# How to price these slabs for sale? Also, slabs for sale in Minneapolis, MN



## ADHDan

I recently received a huge stock of hardwood slabs (mostly live edge), and I have to sell some of them to cover the cost of freighting and maybe buy a jointer and/or a bandsaw. I posted them for sale on Craigslist - Minneapolis at http://minneapolis.craigslist.org/hnp/mat/4680258673.html. The problem is, I have no idea how to price them.

I'm hoping my LJ friends can give me some guidance for pricing these boards. My general approach has been to roughly estimate board feet and then price dollars per bft based on species (if I can tell) and on thickness of the slab. E.g., I'd sell a 1.5" thick walnut slab at maybe $4-$5 per bft, a 2.5" thick walnut slab at $6-$7 per bft, and a 3-4" thick walnut slab at $8-$10 per bft.

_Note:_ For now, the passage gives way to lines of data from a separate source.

PR #1655, opened 2023-08-29
[next] Fix #1651 - Avoid leaks from the registered module

### LINKED ISSUE #1651: [NEXT] Display and other objects are loaded dynamically from JS, polluting globals()
### Checklist

### What happened?

Logging this as a Bug (because I think it's a regression compared to Classic) but it could very well be better as discussion ... (details :) )

The current way add all the PyScript `stdlib` and other things (like injecting `window`, `document`, etc.. is pretty much like the initial implementation of PyScript did (executing in global) rather then based on modules. This has already been discussed and have many drawbacks that have been surfaced in previous discussions. 

It'd be beneficial to align this side of things with Classic, and load it all as modules. 

So far, here are the areas that I think are related to this issue:

* `display`: That is currently [a JS function being injected in the Python namespace.](https://github.com/pyscript/pyscript/blob/e48e6276e15b5510ced7af265a26dfee7d9c58a1/pyscript.core/src/core.js#L93-L118) I'm not sure of the reasons of the JS layer before we call display at the Python level (injected as `pyDisplay`) but I guess it's to manage `currentElement` and what's the element we should `display` to in case no `id` is explicitly specified. My guess here is that we could do the same in Python if we exposed/injected `currentElement`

I'm not looking to gouge or be unreasonable, but I also don't want to get ripped off. Can you please take a look at the ad and give me some ideas? Either general pricing metrics/concepts, or specific prices you think would be reasonable for some of the boards in the ad? Thanks so much.

Also, if any LJers in the Twin Cities are interested shoot me a PM.


----------



## gfadvm

I sell my slabs by the BF but charge more per BF for wider slabs as they are harder to come by. Also charge more if they have curly/crotch figure. The $ will vary widely depending on availability in your location. I also will offer a discount for quantity buyers.


----------



## ADHDan

That makes sense. So basically, for each slab I'll try to roughly estimate board feet, figure out what's a reasonable base price for that type of wood at 4/4, and then adjust upward for the wider or thicker slabs.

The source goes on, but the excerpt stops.